§ **DATA IN THIS EXERCISE**
*** Block opens ***

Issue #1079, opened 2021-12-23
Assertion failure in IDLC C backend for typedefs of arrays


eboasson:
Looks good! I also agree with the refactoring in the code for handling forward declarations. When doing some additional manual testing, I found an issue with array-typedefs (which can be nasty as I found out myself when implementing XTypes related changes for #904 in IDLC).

*** Block closes ***
*** Block opens ***

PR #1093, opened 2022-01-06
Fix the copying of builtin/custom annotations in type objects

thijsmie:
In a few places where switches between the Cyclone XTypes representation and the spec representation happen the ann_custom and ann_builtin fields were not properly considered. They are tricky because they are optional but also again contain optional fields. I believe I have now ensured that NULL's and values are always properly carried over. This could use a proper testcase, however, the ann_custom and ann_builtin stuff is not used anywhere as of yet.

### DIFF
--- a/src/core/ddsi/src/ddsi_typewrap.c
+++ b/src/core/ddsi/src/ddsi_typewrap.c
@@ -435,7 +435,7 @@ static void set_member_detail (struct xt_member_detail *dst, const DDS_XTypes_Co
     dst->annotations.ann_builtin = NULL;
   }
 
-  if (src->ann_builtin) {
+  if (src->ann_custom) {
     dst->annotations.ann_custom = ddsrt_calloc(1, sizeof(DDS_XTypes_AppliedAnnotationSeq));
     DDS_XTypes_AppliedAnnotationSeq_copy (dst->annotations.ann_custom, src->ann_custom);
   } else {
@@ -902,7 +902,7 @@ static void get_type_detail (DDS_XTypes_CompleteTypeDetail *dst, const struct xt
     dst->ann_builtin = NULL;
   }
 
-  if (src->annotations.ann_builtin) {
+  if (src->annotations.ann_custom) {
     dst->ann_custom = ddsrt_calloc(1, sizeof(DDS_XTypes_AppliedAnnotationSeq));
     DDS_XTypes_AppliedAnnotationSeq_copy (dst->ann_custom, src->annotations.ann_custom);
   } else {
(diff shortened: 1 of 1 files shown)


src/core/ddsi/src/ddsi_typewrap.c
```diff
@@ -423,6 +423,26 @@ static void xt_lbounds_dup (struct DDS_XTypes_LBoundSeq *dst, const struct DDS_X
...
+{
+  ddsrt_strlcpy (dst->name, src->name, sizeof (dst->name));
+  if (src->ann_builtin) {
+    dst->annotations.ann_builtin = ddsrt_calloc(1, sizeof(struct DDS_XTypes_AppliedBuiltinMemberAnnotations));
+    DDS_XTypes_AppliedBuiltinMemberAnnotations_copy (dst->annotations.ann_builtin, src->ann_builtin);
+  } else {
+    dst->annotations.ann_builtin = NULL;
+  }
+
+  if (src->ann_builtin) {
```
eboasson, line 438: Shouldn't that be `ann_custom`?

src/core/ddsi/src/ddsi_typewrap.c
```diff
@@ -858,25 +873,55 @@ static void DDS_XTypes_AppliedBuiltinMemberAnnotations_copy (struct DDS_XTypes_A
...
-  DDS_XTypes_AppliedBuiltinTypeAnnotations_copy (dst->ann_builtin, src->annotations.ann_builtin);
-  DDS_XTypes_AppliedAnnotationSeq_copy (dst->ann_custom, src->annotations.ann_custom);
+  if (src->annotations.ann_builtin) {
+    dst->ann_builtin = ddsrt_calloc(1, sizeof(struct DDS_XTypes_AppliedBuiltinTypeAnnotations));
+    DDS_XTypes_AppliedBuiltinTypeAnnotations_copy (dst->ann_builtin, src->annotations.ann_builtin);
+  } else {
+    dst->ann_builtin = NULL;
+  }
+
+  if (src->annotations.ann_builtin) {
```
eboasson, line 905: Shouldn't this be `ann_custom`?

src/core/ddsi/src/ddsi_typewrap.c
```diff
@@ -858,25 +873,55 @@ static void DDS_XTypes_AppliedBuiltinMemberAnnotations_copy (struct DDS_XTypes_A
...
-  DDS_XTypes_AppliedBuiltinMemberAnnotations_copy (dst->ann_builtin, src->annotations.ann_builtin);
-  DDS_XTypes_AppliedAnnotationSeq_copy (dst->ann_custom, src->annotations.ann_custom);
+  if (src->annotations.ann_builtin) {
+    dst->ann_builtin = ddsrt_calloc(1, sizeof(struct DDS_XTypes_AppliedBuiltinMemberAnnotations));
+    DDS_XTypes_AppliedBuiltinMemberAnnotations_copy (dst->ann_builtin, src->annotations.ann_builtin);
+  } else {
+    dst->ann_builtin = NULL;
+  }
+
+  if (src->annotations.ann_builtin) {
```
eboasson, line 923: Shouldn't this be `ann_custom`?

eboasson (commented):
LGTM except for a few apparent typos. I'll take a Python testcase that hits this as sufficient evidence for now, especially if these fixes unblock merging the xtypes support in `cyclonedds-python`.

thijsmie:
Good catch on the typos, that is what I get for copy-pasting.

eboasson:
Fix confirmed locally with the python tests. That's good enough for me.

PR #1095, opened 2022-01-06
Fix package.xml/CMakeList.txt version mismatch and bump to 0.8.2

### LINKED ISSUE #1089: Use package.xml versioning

*** Block closes ***

§ **WORK ORDER**
The answer should be nothing but the number of lines above that contain "testcase".

§ **SOLVED PROBLEM**
2